As a general strategy, it's crucial to monitor your consumers and Kafka infrastructure for such failures and handle them appropriately to ensure smooth data processing and prevent data loss or duplication.

When to use SyncCommit vs AsyncCommit?#

Choosing between synchronous and asynchronous commit in Apache Kafka largely depends on your application's requirements around data reliability and processing efficiency.

Here are some factors to consider when deciding between synchronous and asynchronous commit:

  1. Synchronous commit (commitSync): Use it when data reliability is critical, as it retries indefinitely until successful or a fatal error occurs. However, it can block your consumer, slowing down processing speed.

  2. Asynchronous commit (commitAsync): Use it when processing speed is important and some data loss is tolerable. It doesn't block your consumer but doesn't retry upon failures.

Combination: Many applications use commitAsync for regular commits and commitSync before shutting down to ensure the final offset is committed. This approach balances speed and reliability.

What is Out-of-Order Commit?#

Normally, you might expect offsets to be committed sequentially (e.g., commit for message 1, then 2, then 3, and so on). However, Kafka's design allows for out-of-order commits, meaning a consumer can commit a later offset even if earlier messages in the sequence haven't been explicitly committed.

A Simple Scenario

Consider a Kafka topic with messages 1, 2, 3, 4, 5, 6, etc..

  1. A consumer polls messages and receives 1, 2, 3, and 4.
  2. However, for some reason, the consumer only commits the offset for message 4 to the __consumer_offset topic. It does not send explicit commits for messages 1, 2, or 3.
  3. Then, the consumer goes down.

The Broker's Behavior

When the consumer spins up again, a crucial question arises: Will the Kafka broker re-send messages 1, 2, and 3 (for which no explicit commit was received), or will it start from message 5?

The correct answer is: The Kafka broker will not re-send messages 1, 2, or 3.

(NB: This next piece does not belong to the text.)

PR #1756, opened 2015-11-09
Do not add --local flag when redispatching to a site-local Drush

greg-1-anderson:
Drush will automatically redispatch to a site-local Drush in `drush_preflight_command_dispatch()` if it finds that the current Drupal site has a site-local Drush, and a different (presumably global) Drush is being used.  This use case happens whenever you run `drush @localsite somecommnad` for a local site that has a site-local Drush.  The Drush finder does not handle this case, as the finder does not parse site alias files.  In instances where the Drush finder **does** redispatch, it does not add the --local flag.  `drush_preflight_command_dispatch()` adds --local only because it was implemented before we decided that --local should only be added if the user deliberately adds it via a Drush wrapper script. It was an oversight that it was not removed earlier.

  1. The broker simply checks the __consumer_offset topic for the latest committed offset for that particular consumer group and topic.
  2. In our scenario, the latest committed offset is for message 4 (which means the next message to read is 5).
  3. The broker will then start sending messages from message 5 onwards (i.e., 5, 6, 7, etc.).
  4. Kafka assumes that all messages prior to the latest committed offset have been successfully processed, even if individual commits for those messages were not received. This committed offset acts like a "bookmark".

This behavior is termed "out-of-order commit" because, ideally, commits should be sequential (1, then 2, then 3, then 4). However, in this scenario, a commit for message 4 is received directly, without commits for messages 1, 2, or 3.

Advantages of Out-of-Order Commit#

The primary advantage of out-of-order commit is reduced overhead.

  1. Committing an offset for every single message individually can produce a lot of overhead, as it's a complex operation.
  2. Instead, consumers can consume a batch of messages (e.g., 1, 2, 3, 4).
  3. After processing the entire batch, the consumer only needs to commit the offset of the last message in that batch (e.g., message 4).
  4. This way, the entire batch is effectively acknowledged, and the broker will not re-send any messages within that batch, understanding them as successfully processed. This significantly improves efficiency by reducing the number of commit operations.

Disadvantages of Out-of-Order Commit#

While efficient, out-of-order commit has a significant disadvantage: potential message loss.

  1. Imagine a scenario where a consumer processes messages using multiple threads or a complex backend system.
  2. If messages 1, 2, and 3 fail during processing, but message 4 (which was processed by a separate, successful thread) is committed.
  3. Even though messages 1, 2, and 3 failed, because message 4's offset was committed, the broker will not re-send those failed messages when the consumer restarts.
  4. This can lead to data loss or inconsistent processing if not handled carefully at the application level.